También debe saber que los sueños guardados en el espíritu —qué inestable es el espíritu, movido por tantas cosas, cruzándose con tantas cosas— podrán tener una caducidad difícil o incluso imposible de pronosticar. ¿Cómo saber hasta cuándo reina en el espíritu un sueño? Prometer su reino eterno podría ser un vil engaño: las dictaduras de los sueños han llevado a las almas a generaciones y generaciones de tedio, cuando de aquel sueño no queda más que el registro de un pacto y una indiferencia no desentrañable; es por esto que la P.E deberá ser perspicaz con las consideraciones del peso del sueño a través del tiempo.

Si los dos anteriores principios no están conjugados debidamente, es decir, si la posible caducidad del sueño no permite al soñador o soñadora extenderse a sus anchas en el tiempo, ¿será mejor abandonar la tarea?  

Además de la caducidad, hay otro elemento que podrá afectar al tiempo: el espacio. Pero, al ser el espacio el elemento por excelencia exterior, siendo el tiempo, el elemento interior, no abordaremos esta cuestión en este análisis efímero. 

Todo es más fácil aún si el espíritu cuenta con pocos o ningún sueño, caso en el que la P.E. podrá ser una holgazana y dedicarse al ocio, dejando a otros seres internos el peso de la existencia. En un sentido contrario, si se cuenta con un espíritu soñador en gran medida, la P.E. tendrá mucho trabajo, mucho más, si es para tomar la decisión de quedarse inmóvil ante tantos impulsos del alma.

Por todo lo dicho, se podría pensar que la P.E. debería ser serena, racional, indiferente, incluso resultar fastidiosamente prolija y autoritaria; pues debe citar a la hora exacta los componentes que necesite para llevar a cabo su obra y rechazar aquellos que entorpezcan la labor, además, no debería ser indulgente con los seres internos que solo desean dormir, por lo cual debería, poder observar impávida todas las emociones y los pensamientos que pasan por su ser, con mayor razón los más catastróficos. Pero no nos engañemos, el control y el castigo nunca han desencadenado gobiernos armoniosos. 
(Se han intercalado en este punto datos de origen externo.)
PR #1824, opened 2021-07-12
Add Gradle 7 support

fawind:
## After this PR

Add support for Gradle 7. This raises the minimum required Gradle version to 6.7.

==COMMIT_MSG==
Add Gradle 7 support
==COMMIT_MSG==


gradle-baseline-java/src/main/groovy/com/palantir/baseline/plugins/BaselineExactDependencies.java
```diff
@@ -89,15 +89,13 @@ private static void configureSourceSet(
             TaskProvider<CheckImplicitDependenciesParentTask> checkImplicitDependencies) {
         Configuration implementation =
                 project.getConfigurations().getByName(sourceSet.getImplementationConfigurationName());
-        Configuration compile = project.getConfigurations().getByName(sourceSet.getCompileConfigurationName());
```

Algunas personas viven toda su vida bajo el yugo de su P.E. quien a su vez está subyugado por uno o varios sueños. Habría que revisar la lista de sueños comunes del ser humano para ver lo absurdas y divertidas que resultan ser las razones de la prisión del alma. Es por esto que una sabia P.E. deberá ser sensata en relación con su lista, equilibrar las acciones establecidas para sueños contrarios, más aún si en la ciudad espiritual hay un sinfín de seres y todos señalan hacia un punto cardinal distinto.

🕷️

15 de mayo, 0.00 a.m.

CUENTO: MUCHAS PREGUNTAS DESDE EL ÁTICO MORADO

El exacto primer rayo de luz que compareció entre las nubes irrumpía en el ático casi haciendo ruido. Eso fue lo que la despertó. 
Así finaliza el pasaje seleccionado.